Taking them separate can be unpredictable, it can but doesn't always work and is not the way it has been done for centuries if not millenia by the tribes who use the vine as a part of their own culture.

Smoking is different, a little of the vine goes a long way for this and potentiation can be had with surprisingly low doses, but that is not the same as oral activation.

But as a generality it is not true that the tryptamine and the beta-carboline must be taken together, of course many traditional users report using the vine without any additives that contain for example DMT, but those who do use additives ingest them together in most cases. The vine has maoi properties but has many other properties, it is taken for reasons aside from just the MAOI effects.

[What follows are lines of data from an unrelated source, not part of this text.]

Issue #1428, opened 2020-09-08
Support CUDA language


Synxis:
### Brief Issue Summary

I have a project that contains some CUDA source files (`*.cu`). I use CMake 3.18, and when configuring the project, I get spurious messages about the c++ standard. Please note that building still works as expected, it is just an issue of cluttered output.

### Apparent Behavior:

Log from CMake (in the Output window), when configuring:

    ...
    [cmake] -- Build files have been written to: /home/...
    [cpptools] Unknown language: -std=c++14
    [cpptools] Unknown language: -std=c++14
    [cpptools] Unknown language: -std=c++14
    [cpptools] Unknown language: -std=c++14
    [cpptools] Unknown language: -std=c++14

Basically, one `[cpptools] Unknown language: -std=c++14` for each CUDA source file.

### Expected:

Configuring CMake should *not* output `[cpptools] Unknown language: -std=c++14`, and especially not once for each source file.

### Platform and Versions

- **Operating System**: Ubuntu 18.04
- **CMake Version**: 3.18.2
- **VSCode Version**: 1.48.2
- **CMake Tools Extension Version**: 1.4.1
- **Compiler/Toolchain**: Clang 10 (*not relevant*)

### Other Notes/Information

I tracked this log to `cpptools.ts`, line 193:

https://github.com/microsoft/vscode-cmake-tools/blob/1def55f2ad3d866a57cfdee257b721911736a987/src/cpptools.ts#L193

Indeed, the code checks for `lang` being `CXX`, `OBJCXX`, `C`, `OBJC`, `undefined` **but not `CUDA`**, which I imagine is the source of the problem.

bobbrow:
Thank you for your feature idea. We may not be able to implement it immediately, but we will track the community reactions to determine where this might fit into our backlog.

Synxis:
@bobbrow Thanks for the answer !

I'm OK with no real support for CUDA until you have more demand for it. **In the mean time, can you just change the error message to either be less annoying, or to disable it completely ?**

This is the current concerned code, around line 193 in `cpptools.ts`: https://github.com/microsoft/vscode-cmake-tools/blob/c398e0b5acfe0b006d0eef94e882686165c6c690/src/cpptools.ts#L166-L195

Please change line 168 from

    if (lang === 'CXX' || lang === 'OBJCXX' ) {

to

    if (lang === 'CXX' || lang === 'OBJCXX' || lang === 'CUDA' ) {

[...]

PR #1502, opened 2020-10-22
Hide "Unknown language: ..." occurring for CUDA source files

Synxis:
**Addresses the useless message "Unknown language..." shown for CUDA source files, cf #1428**

**Details**: when parsing compiler flags, in particular for the C++ standard flag, we need to account for CUDA. According to the nvcc documentation here: https://docs.nvidia.com/cuda/cuda-compiler-driver-nvcc/index.html#options-for-altering-compiler-linker-behavior-std , nvcc accepts the same C++ standard command line options than gcc/clang. Thus we can simply handle it as for C++, and this avoid getting the message "Unknown language: -std=c++14" (for example) once for each *.cu

**Test**: Here is a sample folder containing `CMakeLists.txt` and `main.cu`: [test-cmake-tools-cuda.zip](https://github.com/microsoft/vscode-cmake-tools/files/5428063/test-cmake-tools-cuda.zip)

### DIFF
--- a/src/cpptools.ts
+++ b/src/cpptools.ts
@@ -165,7 +165,7 @@ export function parseCompileFlags(cptVersion: cpt.Version, args: string[], lang?
       extraDefinitions.push(def);
     } else if (value.startsWith('-std=') || lower.startsWith('-std:') || lower.startsWith('/std:')) {
       const std = value.substring(5);
-      if (lang === 'CXX' || lang === 'OBJCXX' ) {
+      if (lang === 'CXX' || lang === 'OBJCXX' || lang === 'CUDA' ) {
         const s = parseCppStandard(std, can_use_gnu_std);
         if (s === null) {
           log.warning(localize('unknown.control.gflag.cpp', 'Unknown C++ standard control flag: {0}', value));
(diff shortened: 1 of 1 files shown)


bobbrow:
Thanks for the PR and the test project.  Sorry for being a total n00b here, but I get this when I try to configure (even after installing the CUDA tools).
```
[cmake] CMake Error at C:/Program Files/CMake/share/cmake-3.17/Modules/CMakeDetermineCompilerId.cmake:367 (message):
[cmake]   No CUDA toolset found.
```
Is there something I need to do to make sure CMake knows about CUDA?  I have the tools installed at `C:\Program Files\NVIDIA GPU Computing Toolkit\CUDA\v11.1`

bobbrow:
I figured it out.  I didn't install the Visual Studio integration package.

Synxis:
Glad you've worked out this toolset problem ! Seems like there is an error in the nvidia installer btw...

Did this PR work for you (removing the message) ?

bobbrow:
Yes, it works.  Could you do us a favor and fix line 193 of cpptools.ts while you're in the file?  The warning message prints the stdver flag instead of the "unknown" language.  Just replace `value` with `lang` and then I'll merge it in.

image

Synxis:
Done !

bobbrow (approved):

bobbrow:
Wonderful!  Thank you for your help here!

PR #1503, opened 2020-10-22
Additional configure telemetry

andreeis:
First commit: trigger, Kit(toolchain, vs arch, c/cxx compiler).


src/cmake-tools.ts
```diff
@@ -51,12 +51,30 @@ const log = logging.createLogger('main');
...
 
-enum ConfigureType {
+export enum ConfigureType {
   Normal,
   Clean,
   Cache,
 }
 
+export enum ConfigureTrigger {
+  api = "Triggered by calling configure commands via the CMake Tools API",
```
bobbrow, line 61: I would rather not have long complicated strings for this.  Using the enum name as the string is best, I think.

src/drivers/driver.ts
```diff
@@ -601,7 +601,7 @@ export abstract class CMakeDriver implements vscode.Disposable {
    * Perform a clean configure. Deletes cached files before running the config
    * @param consumer The output consumer
    */
-  public async cleanConfigure(extra_args: string[], consumer?: proc.OutputConsumer): Promise<number> {
+  public async cleanConfigure(trigger: string, extra_args: string[], consumer?: proc.OutputConsumer): Promise<number> {
```
bobbrow, line 604: Can you use the enum type name instead of `string` here?

src/drivers/driver.ts
```diff
@@ -614,10 +614,10 @@ export abstract class CMakeDriver implements vscode.Disposable {
     await this.doPreCleanConfigure();
     this.configRunning = false;
 
-    return this.configure(extra_args, consumer);
+    return this.configure(trigger, extra_args, consumer);
   }
 
-  async configure(extra_args: string[], consumer?: proc.OutputConsumer, withoutCmakeSettings:boolean = false): Promise<number> {
+  async configure(trigger: string, extra_args: string[], consumer?: proc.OutputConsumer, withoutCmakeSettings:boolean = false): Promise<number> {
```
bobbrow, line 620: Can you use the enum type name instead of `string` here?

src/drivers/driver.ts
```diff
@@ -665,7 +665,24 @@ export abstract class CMakeDriver implements vscode.Disposable {
         CMakeExecutableVersion: cmakeVersion ? `${cmakeVersion.major}.${cmakeVersion.minor}.${cmakeVersion.patch}` : '',
         CMakeGenerator: this.generatorName || '',
         ConfigType: this.isMultiConf ? 'MultiConf' : this.currentBuildType || '',
+        Toolchain: this._kit?.toolchainFile ? "true" : "false", // UseToolchain?
+        Trigger: trigger
       };
+
+      if (this._kit?.compilers) {
+        if (this._kit.compilers["C"]) {
+          telemetryProperties.CCompiler = this._kit.compilers["C"];
```
bobbrow, line 674: This needs to be scrubbed for PII. We can only report on known compilers and must exclude the path information.  cpptools has a list if you want to grab from that.  I can show you where it is.  I think we might want to simplify and remove version numbers from compiler names in favor of querying the version and logging that too.

src/cmake-tools.ts
```diff
@@ -463,9 +481,21 @@ export class CMakeTools implements vscode.Disposable, api.CMakeToolsAPI {
 
     this._statusMessage.set(localize('ready.status', 'Ready'));
 
+    this.extensionContext.subscriptions.push(vscode.workspace.onDidOpenTextDocument(async td => {
+      const str = td.uri.fsPath;
+      const sourceDirectory = await this.sourceDir;
+      if ((str.endsWith("CMakeLists.txt") || str.endsWith(".cmake")) && lightNormalizePath(str).startsWith(sourceDirectory)) {
```
bobbrow, line 487: Does it matter if it's in the workspace?  We should probably just log it?

src/cmake-tools.ts
```diff
@@ -463,9 +481,21 @@ export class CMakeTools implements vscode.Disposable, api.CMakeToolsAPI {
...
+        telemetry.logEvent("cmakeFileOpen");
+      }
+    }));
+
     this.extensionContext.subscriptions.push(vscode.workspace.onDidSaveTextDocument(async td => {
       const str = td.uri.fsPath;
       const sourceDirectory = await this.sourceDir;
+      if ((str.endsWith("CMakeLists.txt") || str.endsWith(".cmake")) && lightNormalizePath(str).startsWith(sourceDirectory)) {
```
bobbrow, line 495: Does it matter if it's in the workspace?

src/variant.ts
```diff
@@ -383,6 +384,20 @@ export class VariantManager implements vscode.Disposable {
       if (!chosen) {
         return false;
       }
+
+      const cfg = vscode.workspace.getConfiguration('cmake', this.folder.uri).inspect<object>('defaultVariants');
+      const telemetryProperties: telemetry.Properties = {
+        customFile: (util.checkFileExists("cmake-variants.json") ||
```
bobbrow, line 390: Instead of checking file paths each time, can this state be saved during `_reloadVariantsFile` and then reported here?

test/extension-tests/successful-build/test/configure-and-build.test.ts
```diff
@@ -83,7 +83,7 @@ suite('Build', async () => {
   });
 
   test('Configure', async () => {
-    expect(await cmt.configure()).to.be.eq(0);
+    expect(await cmt.configure([], ConfigureType.Normal, ConfigureTrigger.runTests)).to.be.eq(0);
```
bobbrow, line 86: I probably would have made the trigger the first parameter since all are optional. This would also make it match `driver.configure`

bobbrow (changes requested):

src/variant.ts
bobbrow: An in any case, these functions return promises and would need to be awaited.

bobbrow: And in any case, these functions return promises and would need to be awaited.

src/cmake-tools.ts
andreeis: Oh, I guess it doesn't. For some reason I assumed this from the start.

src/variant.ts
andreeis: You are right, there is no need to check for the variants files and the defaultVariants setting every time a new variant is selected. It can all be moved to _reloadVariantsFile (no state var to be saved), do you agree?

andreeis: My mistake, _reloadVariantsFile is called too many times. I understand, a state var can be saved then and only when changing a variant we can report the telemetry. Exactly what you suggested.

test/extension-tests/successful-build/test/configure-and-build.test.ts
andreeis: Making the trigger the first parameter causes compilation errors with the configure prototype in CMake Tools API. I changed the prototype to be able to achieve what you suggest. Luckily not a breaking change since the first parameter I added is still optional. We'll discuss if there is a better way.

bobbrow: The CMake Tools API is not currently enabled for external callers and has some problems.  There is a "leak" in the API.  `type` is not part of the declaration, but it is in the definition.

What I think needs to happen here is we need to forward the public API call to an internal version of `configure` that accepts additional parameters.  When calling the public version it will automatically add the correct `trigger` and `type`.

src/drivers/driver.ts
```diff
@@ -614,10 +615,64 @@ export abstract class CMakeDriver implements vscode.Disposable {
...
+      throw e;
+    }
+  }
+
+  async getCompilerVersion(compilerPath: string) : Promise<string | undefined> {
+    const compilerName = path.parse(compilerPath).name;
+    const compilerDir = path.parse(compilerPath).dir;
+    let versionSwitch;
+    let versionRegexp;
+    switch (compilerName) {
```
bobbrow, line 649: I don't think a `switch` will work very well for us because there are tons of variants of gcc compilers out there and we will miss a lot of them if we only take the ones with these exact names.  Take a look at kit.ts which does some version parsing.  Maybe there's a way to reuse some of the code.  In the cpptools closed-source code, there is some logic you should look at to get these extra compiler names.

src/drivers/driver.ts
```diff
@@ -614,10 +615,64 @@ export abstract class CMakeDriver implements vscode.Disposable {
...
+        versionRegexp = RegExp(`${compilerName} .* (.*)`, "mg");
+        break;
+      case "clang":
+      case "clang-cl":
+      case "clang++":
+        versionSwitch = "--version";
+        versionRegexp = /clang version (.*) /mg;
+        break;
+      default:
+        return; // don't disclose information for compilers not in the known list
```
bobbrow, line 669: We should mark them as "other" so we get a sense of how many we're missing.

src/drivers/driver.ts
```diff
@@ -614,10 +615,64 @@ export abstract class CMakeDriver implements vscode.Disposable {
...
+    }
+
+    return `${compilerName}(${await this.testCompilerVersion(compilerName, compilerDir, versionSwitch, versionRegexp)})`;
```
bobbrow, line 672: Can you please make the compiler name and compiler version be separate properties instead of putting them together in the same string?

src/drivers/driver.ts
```diff
@@ -614,10 +615,64 @@ export abstract class CMakeDriver implements vscode.Disposable {
...
-  async configure(extra_args: string[], consumer?: proc.OutputConsumer, withoutCmakeSettings:boolean = false): Promise<number> {
+  async testCompilerVersion(program: string, cwd: string, arg: string | undefined, regexp: RegExp): Promise<string> {
+    const args = [];
+    if (arg) {
+      args.push(arg);
+    }
+    const child = this.executeCommand(program, args, undefined, {silent: true, cwd});
+    try {
+      const result = await child.result;
+      log.debug(localize('command.version.test.return.code', 'Command version test return code {0}', nullableValueToString(result.retc)));
```
bobbrow, line 629: I don't think we should put output for telemetry errors in the user log.  This could go in the console.log if you wanted to keep it.

src/drivers/driver.ts
```diff
@@ -614,10 +615,64 @@ export abstract class CMakeDriver implements vscode.Disposable {
...
+      const versionLine = (program === "cl") ? result.stderr : result.stdout; //.split("\\n")[0];
+      const match = regexp.exec(versionLine);
+      return match ? match[1] : "error";
+    } catch (e) {
+      const e2: NodeJS.ErrnoException = e;
+      log.debug(localize('compiler.version.return.code', 'Compiler version test return code {0}', nullableValueToString(e2.code)));
+      if (e2.code === 'error') {
+        return e2.code;
+      }
+      throw e;
```
bobbrow, line 640: This function should not be allowed to throw because this is just telemetry.  It needs to return a string.  If there's an error, then return an error string that is easy for telemetry to filter on (i.e. don't make it different per compiler).

src/drivers/driver.ts
```diff
@@ -614,10 +615,64 @@ export abstract class CMakeDriver implements vscode.Disposable {
...
+      case "cpp:":
+      case "c++:":
+        versionSwitch = "--version";
+        versionRegexp = RegExp(`${compilerName} .* (.*)`, "mg");
+        break;
+      case "clang":
+      case "clang-cl":
+      case "clang++":
+        versionSwitch = "--version";
+        versionRegexp = /clang version (.*) /mg;
```
bobbrow, line 666: Look at kit.ts for clang regex.  This will miss Apple clang.

src/drivers/driver.ts
```diff
@@ -614,10 +615,64 @@ export abstract class CMakeDriver implements vscode.Disposable {
...
+        // cl does not have a version switch but it outputs the compiler version on stderr
+        // when no source files arguments are given
+        versionRegexp = /.* Compiler Version (.*) for .*/mg;
+        break;
+      case "gcc":
+      case "g++:":
+      case "cpp:":
+      case "c++:":
+        versionSwitch = "--version";
+        versionRegexp = RegExp(`${compilerName} .* (.*)`, "mg");
```
bobbrow, line 660: The first `.*` should probably be a `[^\s]+` instead.  `.` matches whitespace too and you specifically don't want to match whitespace for this.

bobbrow (changes requested):

src/drivers/driver.ts
andreeis: Not sure. Here is the version output I started from: 
**cpp (Ubuntu 9.3.0-17ubuntu1~20.04) 9.3.0**
With the expression above, I am looking at match[1] and obtain **9.3.0**
With the suggestion I get this whole thing: **9.3.0-17ubuntu1~20.04) 9.3.0**

src/drivers/driver.ts
andreeis: Good catch, I didn't know.

src/drivers/driver.ts
andreeis: Inspired by the areas you recommended me to look at, I realized -v is more general version switch and it produces different kind of output than --version, in which case your suggestion is perfect and you'll see in the next update.

src/drivers/driver.ts
andreeis: Ok, I got the list of compiler names from cpptools (src\vc\projbld\CMake\Package\Telemetry\Telemetry.cs) and I hardcoded each version switch and regexp scenario based on man commands and internet searches (I wasn't able to install all of them to really see what works).

src/api.ts
```diff
@@ -8,7 +8,7 @@
  */ /** */
 
 import {DebugSession, Disposable, Event, Terminal} from 'vscode';
-
+//import {ConfigureTrigger} from '@cmt/cmake-tools';
```
bobbrow, line 11: please remove commented code

src/drivers/driver.ts
```diff
@@ -614,10 +620,114 @@ export abstract class CMakeDriver implements vscode.Disposable {
...
+      args.push(arg);
+    }
+    const child = this.executeCommand(program, args, undefined, {silent: true, cwd});
+    try {
+      const result = await child.result;
+      console.log(localize('command.version.test.return.code', 'Command version test return code {0}', nullableValueToString(result.retc)));
+      // cl.exe version information is printed on stderr when no source files are given
+      const versionLine = (program === "cl") ? result.stderr : result.stdout; //.split("\\n")[0];
+      const match = regexp.exec(versionLine);
+      return match ? match[2] : "error";
```
bobbrow, line 638: how do we know the array has two elements?

andreeis: From the regular expressions constructed in getCompilerVersion. But indeed, there needs to be a way to be verified or enforced.

andreeis: And I'll remove that commented code in this snippet.

src/drivers/driver.ts
bobbrow: So if you want to capture the thing after the last space, then you would use `\`${compilerName}.*([^\s]+)$`

---
In reply to: [516683687](https://github.com/Microsoft/vscode-cmake-tools/pull/1503#discussion_r516683687) [](ancestors = 516683687)

bobbrow: Oh, but if you're using multiline regex, then I don't know.  I guess you can leave it if it's doing the right thing.

src/drivers/driver.ts
bobbrow: This doesn't cover cross compilers with triplet names (and I don't think a `switch` is the right tool for this since there are a lot of combinations)
For example: `arm-none-eabi-gcc`

---
In reply to: [517393239](https://github.com/Microsoft/vscode-cmake-tools/pull/1503#discussion_r517393239) [](ancestors = 517393239)

bobbrow: Maybe this logic can be added to the `default` case.  Look at the code for cpptools for how we report this compilers.  Search for the variable `compiler_allowed_list` in the code.

---
In reply to: [517487911](https://github.com/Microsoft/vscode-cmake-tools/pull/1503#discussion_r517487911) [](ancestors = 517487911,517393239)

andreeis: I didn't find any compiler_allowed_list, but SupportedDefaultCompilers. Did you mean that one?

bobbrow: Are you looking in the C++ code, or the TypeScript?  It's not in the TypeScript.

src/drivers/driver.ts
bobbrow: You could add a field to your compilerAllowList entries that specifies which capture group the version string is in.

bobbrow (approved):
One optional comment about the regex

bobbrow (approved):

I have always been offended when western users call themselves shamans, i remember one guy called me up and kept calling himself "the master shaman" when he was asking me cactus dose questions. It made me wonder how insensitive some people are to the cultural values of others. If we re-define the word shaman then why not change it all together? People now use the term for themselves when they have had no training or initiation into any traditional shamanic ontology, to me this is the psychedelic equivalent of calling yourself a doctor because of a diploma from the internet that required no medical training or education whatsoever. When we use words like shaman and doctor in this fashion we ruin their meaning, it is like calling an automobile a tree, it is just silly and bears no relationship with reality.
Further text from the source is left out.